Agora, camaradas da pena, conclui que a Lei do Eterno Retorno, tão querida dos antigos filósofos indianos e egípcios e até dos judeus do tempo de Moisés, sem descurar de Pitágoras e dos estóicos gregos, para emergir no século XIX, com o autor de Assim Falava Zaratrusta, o não menos genial e louco Friedrich Nietzsche, é lei universal. Vejam só como voltaram os cortes de cabelo à Viking, mais as suas extintas tatuagens da cabeça aos pés, para não abrir o cinto e mostrar tatoos em lugares de intenso odor passional e erótico, vejam o retorno da tortura sem quartel e da peste negra.

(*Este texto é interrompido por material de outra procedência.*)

PR #336, opened 2022-08-03
Remove incorrect warning from lib

jnsgruk:
## Issue
Incorrect warning is issued in the logs on machine charms warning about containers. I think the warning was designed for Kubernetes charms, but the symptom it warns about is mostly mitigated by the inclusion of pebble_ready as the default refresh event.

## Solution
Remove the log entry!

### DIFF
--- a/lib/charms/prometheus_k8s/v0/prometheus_scrape.py
+++ b/lib/charms/prometheus_k8s/v0/prometheus_scrape.py
@@ -339,7 +339,7 @@ LIBAPI = 0
 
 # Increment this PATCH version before using `charmcraft publish-lib` or reset
 # to 0 if you are raising the major API version
-LIBPATCH = 20
+LIBPATCH = 21
 
 logger = logging.getLogger(__name__)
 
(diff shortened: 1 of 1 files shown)


rbarry82:
This was actually added to check for podspec charms, too, rather than defaulting to `pebble_ready`.

Now that it's being used on machine charms (👍 by the way!), the "goal" of the `refresh_event` argument is, basically, "if the charm which instantiated this library is restarted/rescheduled/has an IP change, please update the endpoint". The goals there should probably be updated, or we can pass `refresh_event`:

```python
        if not refresh_event:
            if len(self._charm.meta.containers) == 1:
                if "kubernetes" in self._charm.meta.series:
                    # This is a podspec charm
                    refresh_event = [self._charm.on.update_status]
                else:
                    # This is a sidecar/pebble charm
```

We weren't really able to find anything better than `update_status` for podspec charms, but if there's a reasonable pattern for machine charms ( `on.start`, `on.install`, etc), it would be better to add that. 

Really, `prometheus_scrape` is the first one of the libraries doing this, since scraping is a pretty general target, but it's a pattern, even a small one, which we should probably extract out so it can be reused by other observability (and potentially other) libraries as a generalized "my IP address may have changed, go update peer data/relation data/etc to for gossip/cluster/scrape"

rbarry82 (changes requested):
Let's see if we can determine the right event for machine charms, or `getattr` for `pebble_ready` regardless of whether or not `charm.meta.containers` has a set value or not.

Estou com Zaratrusta (aliás Nietzsche) que traçou esta norma: “os homens não têm de fugir à vida como os pessimistas, mas como alegres convivas de um banquete que desejam suas taças novamente cheias, e dirão à vida: uma vez mais”.

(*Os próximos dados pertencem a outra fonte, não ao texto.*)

PR #340, opened 2022-08-08
Fix validation logic and other things

sed-i:
This PR was split into:
- #348 
- #349; as well as:
  - #370
  - #373
- Another TBD PR with the AlertRulesProvider merge.


sed-i:
> We explicitly synthesized a temporary file because the reldata was broken
> We should probably test that. I don't remember which charm was creating the double nesting in the first place. Maybe grafana agent, and my dedupe patch squashd it
> we [need to] build a list of what different rulesets may look like, because the built-in rules clearly aren't handled the same way, and we should go through a matrix to figure out which cases we need to test.
> -- @rbarry82 

I'm thinking about these cases for provider's rule files:
- one file with one rule per file, and another file with a number of groups and a number of alerts
- one rule per file, and the alertname same as filename.
- multiple rules per file, and with the same alertname, groupname and filename.

Anything else?

dstathis (approved):

src/charm.py
```diff
@@ -73,19 +73,27 @@ def __init__(self, *args):
             self._name,
             resource_reqs_func=self._resource_reqs_from_config,
         )
+        self.framework.observe(self.resources_patch.on.patch_failed, self._on_k8s_patch_failed)
+
+        self.ingress = IngressPerUnitRequirer(self, relation_name="ingress", port=self._port)
+        self.framework.observe(self.ingress.on.ready_for_unit, self._on_ingress_ready)
+        self.framework.observe(self.ingress.on.revoked_for_unit, self._on_ingress_revoked)
```
Abuelodelanada, line 80: Just to make the code more legible... what about placing all the `self.framework.observe` all together?

Abuelodelanada (approved):

src/charm.py
sed-i: There was some back and forth about this.
Iirc we concluded to split them and have the `observe` right next to the lib that emits those events.

rbarry82 (changes requested):
As a general comment, this is... fine. It very much looks like the scope exploded.

I'm not sure why `_is_valid_unit_address` moved to a top-level function, since it's only used by one class, and only in one place. If anything, as a restructure, `_is_official_alert_rule_format` and `_is_single_alert_rule_format` could be moved under the appropriate class (also only used in one place) and `_is_valid_unit_address` could stay under the class to make the code more literate and decrease the amount of "bouncing around" a patch author, reviewer, or anyone reading the code needs to do in order to follow the flow of the code.

`PrometheusScrapeRelationData` is over-engineered and over-abstracted. Use of `@classmethod` when none of the methods are factories returning an instantiated `cls` object nor are they accessing class-level variables is an antipattern. 

These would be more suitable as `@staticmethod` and dropping the `cls` argument in that case. 

It is not at all clear why any of them are returning tuples, or why we have new methods abstracted into a class which are called only once, and whose callers discard half of the return value with `_`. All of these methods could/should simply take a flat argument (as an enum, const, or whatever) which says "return either app or unit data", which makes it clear to the caller what we are hoping to get back, and return only one element of the tuple.

But as above, moving these out forces the reader, even one who is otherwise familiar with the codebase, to jump to a different place in the file, mentally map any class attributes into method arguments, then back, in order to keep track of what this class is actually doing, what it's returning, and what we're going to do with it. It sacrifices clarity and legibility, an I'm not sure what the payoff is.

I'm sure that there is one, conceptually, but I cannot see, as a reviewer, what benefit I gain from the rewritten `_set_reldata_scrape_host`, for example.

I now need to go to the constructor (if I don't remember) to see what may have been set for `_scrape_jobs` or `_external_hostname`, go back to `_set_reldata_scrape_host`, keep track of the approximate values to follow conditionals in a method which, bluntly, would fit into a single terminal window on a PDP in order to figure out what is actually being set in relation data, because `for k, v in unit_data.items():` doesn't give me any indication of what is is in `unit_data` or why we threw away one of the return values unless I do this.

This really seems like it should be split into two (or even three) separate PRs. 
* Fix validation logic (the changes in `CosTool`), which is isolated, tested, and fixes a clear issue. More or less the changes to `prometheus_remote_write` also applied to `prometheus_scrape`
* Update `IngressPerUnitRequirer` logic. This seems to be most of the changes in `src/charm.py`
  -Eeven there, I would suggest that "call `_configure|_common_exit_hook` hoping it will resolve `BlockedStatus` if an event was emitted before ingress is ready is a sledgehammer which is bad considering we already have an issue about `/-/reload` being called to often, what whatever logic it would take for "is `BlockedStatus` set during `_update_status`? Is it still valid? If it is, clear it, if not, move on) would be more explicit, cleaner, and more legible.
  - Even seeing the comment and reading `_configure`, I have no idea why this would be true. Either `current_services == new_layer.services` and it's never restarted at all, so we never try to connect, or the change to `set_workload_version` by calling the binary rather than an endpoint means that the presumptive bypass by calling `self._prometheus_server.version()` will no longer call the endpoint, and this won't actually be set.
  - In reading through this again, it also seems wrong that `# Reload may fail if ingress ...` wold lead to a `BlockedStatus(CORRUPT_PROMETHEUS_CONFIG_MESSAGE)`. It's not corrupt, though. Ingress is not ready, or Prometheus has taken too long to come up. This could potentially lead administrators down a "blind alley"
  - The "right" fix for this is likely:
    - Add a `can_connect()` method to `prometheus_server.Prometheus()`. If `update_status` fires and it's `BlockedStatus` with a message (a _new_ message which indicates the actual state) about timeouts:
```python
def _update_status(self, event):
  ...
  if isinstance(self.unit.status, BlockedStatus) and self.unit.status.message == PROMETHEUS_TIMEOUT:
    if self._prometheus_server.can_connect():
```
    - In addition, `prometheus_server.Prometheus.*` should provide distinctions between timeouts and `ConnectionError` to flag the "real" status. Custom exceptions instead of a boolean are a trivial, Pythonic way to do this
* Whatever is happening with the refactor, so it can be addressed separately. As above, the `@classmethod` is an antipattern, and the abstraction dramatically impacts how literate the code is. The intention seems to be to provide a "stock" way for `cos-config` to interact with the library, but there are a lot of changes, and it's difficult to address them without knowing what the end goal is
  - `PrometheusRulesProvider` is a single-client class which is 55 lines long. Even if it were extracted into a separate file for `cos-config` to use which needed to `from ...prometheus_scrape import AlertRules, InvalidAlertRulePathError, _resolve_dir_against_charm_path`, it would be dramatically simpler with less side effects
  - Even with all of these changes, `cos-config` still presumably needs to use a "backdoor". Couldn't it now pass the git sync events into `refresh_event`? In combination with the change to `_scrape_jobs` from this patch be 99% there?
  - More generally, I'm concerned about a behavior change here. `_set_reldata_scrape_host` does not do the same thing as `_set_scrape_job_spec` did, and that may matter a lot. In particular, `_set_scrape_job_spec`, if the unit was the leader, also re-set alertrules/scrape jobs/etc. In the case of machine charms or other cases which could actually be setting a more explicit scrape job which is built from dynamic data in the charm code, this is an important distinction, and it's not clear why this was broken out into multiple methods which could adversely affect behavior either.
  
For the last case, from the outside, even from the case of "remove `PrometheusRulesProvider` and provide a way for `cos-proxy` to still operate", it very much seems like the change to `MetricsEndpointProvider._scrape_jobs` to not always return `DEFAULT_JOB` if it's empty as well as the suggested change in the constructor would be nearly sufficient. Then if we had something very trivial such as:

`cos-config/src/rules_provider.py`
```python
from charms.observability_libs.v0.juju_topology import JujuTopology
from charms.prometheus_k8s.v0.prometheus_scrape import MetricsEndpointProvider

class CosConfigIdentifier(JujuTopology):
  group_name_prefix = ""
  @property
  def identifier(self) -> str:
    return self.group_name_prefix
    
class CosRulesProvider(MetricsEndpointProvider):
  def __init__(self, charm: CharmBase, refresh_event=..., group_name_prefix: str = ""):
    super().__init__(self, charm, refresh_event=...)
    self.topology = CosConfigIdentifier.from_dict({
      "model": "",
      "model_uuid": str(uuid.uuid4()),
      "application": ""
    })
    self.topology.group_name_prefix = group_name_prefix
```

And this provides 100% of what's needed to replace `PrometheusRulesProvider` for its only actual user while also keeping exactly the same behavior as `cos-config` currently has.

Until when/if a time exists that someone/anyone else will actually need the functionality, it sandboxes away this specific use case. 

If we as a team would rather modify `MetricsEndpointProvider` and `AlertRules` via `group_name_prefix` to also support this use case, then let's do it, but the existence of and changes around `PrometheusScrapeRelationData` should be carefully considered for the reasons above. To reiterate, though:
* it's not quite a dataclass, but sort-of is
* it doesn't actually have any generalized logic -- it's all operations on attributes/variables which exist in the caller
* it's impossible to determine from the caller (without reading it) what you are getting back and why, nor is it possible to determine from the callee why either of `app_data` or `unit_data` should be generated and whether either will be used
* it forces authors/readers/reviewers to add mental load to keep track of the flow of the code and what may be set in relation data
* addition of a new top-level method with a single caller which could trivially stay bound to the class it "belongs" to
* the usage of `@classmethod` is an antipattern, and it could be `@staticmethod` if anything
* all methods contained within are called only from a single place. why are they somewhere disconnected in the codebase?
* the changes around what happens to `refresh_event` are potentially significant for non-trivial use cases of `MetricsEndpointProvider` which currently work as expected; this would be a change in what we provide, without a clear reason for why they are being separated

lib/charms/prometheus_k8s/v0/prometheus_remote_write.py
```diff
@@ -1024,9 +1008,15 @@ def validate_alert_rules(self, rules: dict) -> Tuple[bool, str]:
                 return True, ""
             except subprocess.CalledProcessError as e:
                 logger.debug("Validating the rules failed: %s", e.output)
-                return False, ", ".join([line for line in e.output if "error validating" in line])
+                return False, ", ".join(
+                    [
+                        line
+                        for line in e.output.decode("utf8").strip().split("\n")
```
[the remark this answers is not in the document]
sed-i: The strip removes the extra `''` element at the end of the list, but indeed as you suggest, `splitlines` obviates it.
Fixed.

sed-i:
Merging `AlertRulesProvider` (as well as `MetricsAggregator`?) into `MetricsEndpointProvider` can be considered for `v1`. 
Closing for now.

É que estamos a viver um tempo de euforia publicista. Todo o mundo, mesmo os que não tem sensibilidade para a Arte, estafam-se para publicar um qualquer escrito. O importante é aparecer com o rótulo de escritor. Sabe-se, de antemão, que muitos das pessoas, amigos, familiares, curiosos, pagam o preço do livro no lançamento, depois arrumam-no num canto da casa e nunca, mas nunca mesmo, o lêem.
Estamos, pois, a viver este tempo altamente contraditório, em que quanto mais se publica, menos se lê. Uma vez mais, dizemos a vida através do Spoken Word, a poesia futurista. Uma vez mais, todo o poeta que se preze deve ser capaz de defender, oralmente, a sua arte.
Isto não cheira ao suor criptogâmico das cavernas da Idade da Pedra Polida? Estamos, ou não, a retornar à era primitiva do grito? O Covid está aí para o confirmar, meus camaradas!